PR #345, opened 2016-03-30
Move nock mock setup into before block so that they don't get cleaned…

i-like-robots:
… up by any other tests. Tests run in a random order so this didn't come up before.


andygnewman:
:+1:

PR #346, opened 2016-03-30
Reinstate html transforms

i-like-robots:
Reinstates the XSLT XML to HTML transforms after some refactoring.

CC @andygnewman


server/models/article-v3.js
```diff
@@ -123,8 +116,32 @@ function applyModel (articleV1, articleV2) {
...
+			.then(result => {
+				article.openingXML = result;
+				return xslt(article.openingXML, 'main');
+			})
+			.then(result => {
+				article.openingHTML = result;
+			})
+	);
+
+	resolutions = Promise.all(resolutions);
```
i-like-robots: I tried to make this as readable as possible, not DRY. Ideas for more readability welcome!

server/models/article/body-v1.js
```diff
@@ -12,8 +12,12 @@ function isSlideshow (article) {
 
 module.exports = (article) => {
 	let body = (article.item.body && article.item.body.body || '')
+		// Remove new lines
+		.replace(/\r?\n|\r/g, '')
+		// Remove extraneous whitespace
+		.replace(/\s{2,}/g, ' ')
 		// Remove all tags except paragraphs
-		.replace(/<(?!\s*\/?\s*p\b)[^>]*>/gi, '');
+		.replace(/<(?!\s*\/?\s*p\b)[^>]*>/gi, '')
```
i-like-robots: Poor linting effort there

server/models/article-v3.js
andygnewman: You could do 
```
if (articleV2) {
    let resolutions = [];

    article.bodyXML && ...
    
    article.openingXML && ...

    resolutions = Promise.all(resolutions);
}
```

but doesn't really add much

matthew-andrews: can be `const resolutions` 🙃

i-like-robots: whut?

server/models/article-v3.js
```diff
@@ -123,25 +111,53 @@ function applyModel (articleV1, articleV2) {
...
+							title: image.title,
+							description: image.description,
+							url: image.binaryUrl,
+							width: image.pixelWidth,
+							height: image.pixelHeight
+						};
+					}
+				})
+		);
+	}
```
i-like-robots: I think this block can be cleaned up if we change the handling of `mainImage` but that's for another day =]

andygnewman:
:+1:

PR #348, opened 2016-03-31
We don't currently care about V2 annotations so don't check their sanity

i-like-robots:
I'm not sure this makes much difference but the point is, annotations aren't any use to us right now.


i-like-robots:
Actually, I realise if content is V2 only this will :boom:

i-like-robots:
Then again if content is V2 only it probably won't show up on the site.

matthew-andrews:
yeah i think that's fine, we should delete the old fastFT posts first and then do a quick search to see what's left that would be affected + make a decision on that before we merge

matthew-andrews:
i think this is still ok, matt — deleting all the v2 only stuff now :grin:

matthew-andrews:
we should merge this soon
http://next-elastic.ft.com/v3_api_v2/item/_search?q=_missing_:metadata

PR #349, opened 2016-04-01
Add standout property

ironsidevsquincy:
Now coming through v2

screen shot 2016-04-01 at 11 24 04

@matthew-andrews


matthew-andrews:
lgtm

PR #352, opened 2016-04-05
Filter dodgy articles

matthew-andrews:


server/lib/sanity-check.js
```diff
@@ -4,6 +4,7 @@ const uuid = /[a-f0-9]{8}-[a-f0-9]{4}-[a-f0-9]{4}-[a-f0-9]{4}-[a-f0-9]{12}/;
 const empty = /^\s+$/;
 // const ftcontent = /\<\/?ft-content/;
 
+// COMPLEX: This *returns* true OR Error objects.  Be warned…
```
matthew-andrews: @i-like-robots this was super confusing…  my humble opinion that it would be more natural for this function to `throw` errors and consistently return a boolean rather than return both.

andygnewman:
LGTM

server/lib/sanity-check.js
i-like-robots: Sure, it originally only returned booleans but the logging wasn't useful that way

PR #356, opened 2016-04-07
Up continuous updater check threshold to 10

phamann:
ronseal


server/checks/content-updating.js
```diff
@@ -44,7 +44,7 @@ module.exports = () => {
 				if (unique(oldest).length > 1) {
 					ok = true;
 					checkOutput = "All's well" + debug;
-				} else if (oldest.length > 4) {
+				} else if (oldest.length > 10) {
```
matthew-andrews: also need to update line 41…

PR #357, opened 2016-04-08
Make sanity check always return one type of value

i-like-robots:
Because checking the type is lame. `if (sanityCheck) { .. }` :scream:


matthew-andrews:
thanks ! <3

PR #358, opened 2016-04-08
get rid of empty elements

andygnewman:
cc: @i-like-robots 

Get better at removing empty elements.

eg. nested empty em, span, strong before removing the enclosing p
eg. empty p's left after removing dodgy interactive graphics


server/models/article/xml-v2.js
```diff
@@ -10,6 +10,12 @@ module.exports = (xml) => {
 		.replace(/\s{2,}/g, ' ')
 		// Remove spaces between end of links and punctuation
 		.replace(/<\/a>\s+([,;.:])/g, '</a>$1')
+		// Remove empty em tags
+		.replace(/<em>\s*<\/em>/g, '')
+		// Remove empty strong tags
+		.replace(/<strong>\s*<\/strong>/g, '')
+		// Remove empty span tags
+		.replace(/<span>\s*<\/span>/g, '')
```
i-like-robots: Should we include `<b>` too?

server/models/article/xslt.js
```diff
@@ -46,7 +46,10 @@ module.exports = function(xml, stylesheet, params) {
 				return reject('xsltproc exited with code ' + code + ': ' + errors);
 			}
 
-			resolve(output.join('').replace(/<\/?(html|body)>/g, ''));
+			resolve(output.join('')
+				.replace(/<\/?(html|body)>/g, '')
+				.replace(/<p><\/p>/g, '')
```
i-like-robots: Should we solve this in the XSLT?

tests/server/models/article/xml-v2-spec.js
```diff
@@ -25,6 +25,26 @@ describe('XML V2', () => {
...
+		const xmlContent = "<p>A <em></em> Para</p>";
+		expect(subject(xmlContent)).to.not.match(/<em><\/em>/);
+	});
+
+	it('removes empty strong tags', () => {
+		const xmlContent = "<p>A <strong></strong> Para</p>";
+		expect(subject(xmlContent)).to.not.match(/<strong><\/strong>/);
+	});
+
+	it('removes empty sspan tags', () => {
```
i-like-robots: typo

tests/server/models/article/xml-v2-spec.js
```diff
@@ -25,6 +25,26 @@ describe('XML V2', () => {
...
+		const xmlContent = "<p>A <span></span> Para</p>";
+		expect(subject(xmlContent)).to.not.match(/<span><\/span>/);
+	});
+
+	it('removes <p>\'s with enclosed empty elements', () => {
+		const xmlContent = "<p>one</p><p><em></em></p><p>two</p>";
+		expect(subject(xmlContent)).to.not.match(/<p><em><\/em><\/p>/);
```
i-like-robots: Would probably add `expect(subject(xmlContent)).to.not.match(/<p><\/p>/)` as well

server/models/article/xslt.js
andygnewman: That was my first instinct also.
However the situation occurs when we remove an <a> because it doesn't meet certain conditions. This could happen whether or not it it is the only thing in a <p> which makes the logic for removing it quite complex and doing a pure match on an empty <p> won't work because the empty <p> is the result of a different transformation that could happen in any order.

So this felt like the simplest and most scalable (there may be other scenarios that we haven't discovered yet) solution. (Though any simple XSLT suggestions welcomed)

i-like-robots: Do you know which rule it is that creates the empty para? We should be able to say 'only create this p if it has children of any kind'.

server/models/article/xml-v2.js
```diff
@@ -10,6 +10,14 @@ module.exports = (xml) => {
...
 		// Remove spaces between end of links and punctuation
 		.replace(/<\/a>\s+([,;.:])/g, '</a>$1')
+		// Remove empty em tags
+		.replace(/<em>\s*<\/em>/g, '')
+		// Remove empty b tags
+		.replace(/<b>\s*<\/b>/g, '')
+		// Remove empty strong tags
+		.replace(/<strong>\s*<\/strong>/g, '')
+		// Remove empty span tags
+		.replace(/<span>\s*<\/span>/g, '')
```
i-like-robots: Just for the record I tried this with backrefs (`<(p|em|b|strong)>\s*<\/\1>`) and of course it will fail when nested, E.G.

```
'<p><em></em></p>.replace(/<(p|em|b|strong)>\s*<\/\1>/, '') // <p><p>
```

This approach suffers from the same issue but hopefully less so.

server/stylesheets/interactive-graphics.xsl
```diff
@@ -1,7 +1,13 @@
 <?xml version="1.0" encoding="UTF-8"?>
 <xsl:stylesheet xmlns:xsl="http://www.w3.org/1999/XSL/Transform" version="1.0">
 
-    <xsl:template match="a[@data-asset-type='interactive-graphic' and contains(@href, 'https')]">
+    <xsl:template match="p[a[@data-asset-type='interactive-graphic']]">
+      <xsl:if test="current()[a[contains(@href, 'https')]]">
+        <xsl:apply-templates select="a[@data-asset-type='interactive-graphic' and contains(@href, 'https')]" mode="interactive-graphic" />
+      </xsl:if>
+    </xsl:template>
```
i-like-robots: do we still need to match the link not in a paragraph?

```xslt
<xsl:template match="p[a[@data-asset-type='interactive-graphic']]">
  <xsl:apply-templates select="a[@data-asset-type='interactive-graphic' and contains(@href, 'https')]" />
</xsl:template>

<!-- maintain the existing --->
<xsl:template match="a[@data-asset-type='interactive-graphic' and contains(@href, 'https')]">
 ...
</xsl:template>
```

server/models/article/xml-v2.js
andygnewman: Thanks. I think with the ordering I have that it should be reasonably robust for nested.

server/stylesheets/interactive-graphics.xsl
andygnewman: All our original tests cases had them within p's, but have added in tests where not in a p. Should also do a check that there is no other content in the p except the IG before getting rid of the p I guess.

i-like-robots:
🚢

● ● ● ● ●

WHAT TO DO => From the material above, set down exactly the lines starting at the one with "Actually, I realise" and ending at the one with "we should merge this soon", end lines included.

EXERCISE RESPONSE =>
Actually, I realise if content is V2 only this will :boom:

i-like-robots:
Then again if content is V2 only it probably won't show up on the site.

matthew-andrews:
yeah i think that's fine, we should delete the old fastFT posts first and then do a quick search to see what's left that would be affected + make a decision on that before we merge

matthew-andrews:
i think this is still ok, matt — deleting all the v2 only stuff now :grin:

matthew-andrews:
we should merge this soon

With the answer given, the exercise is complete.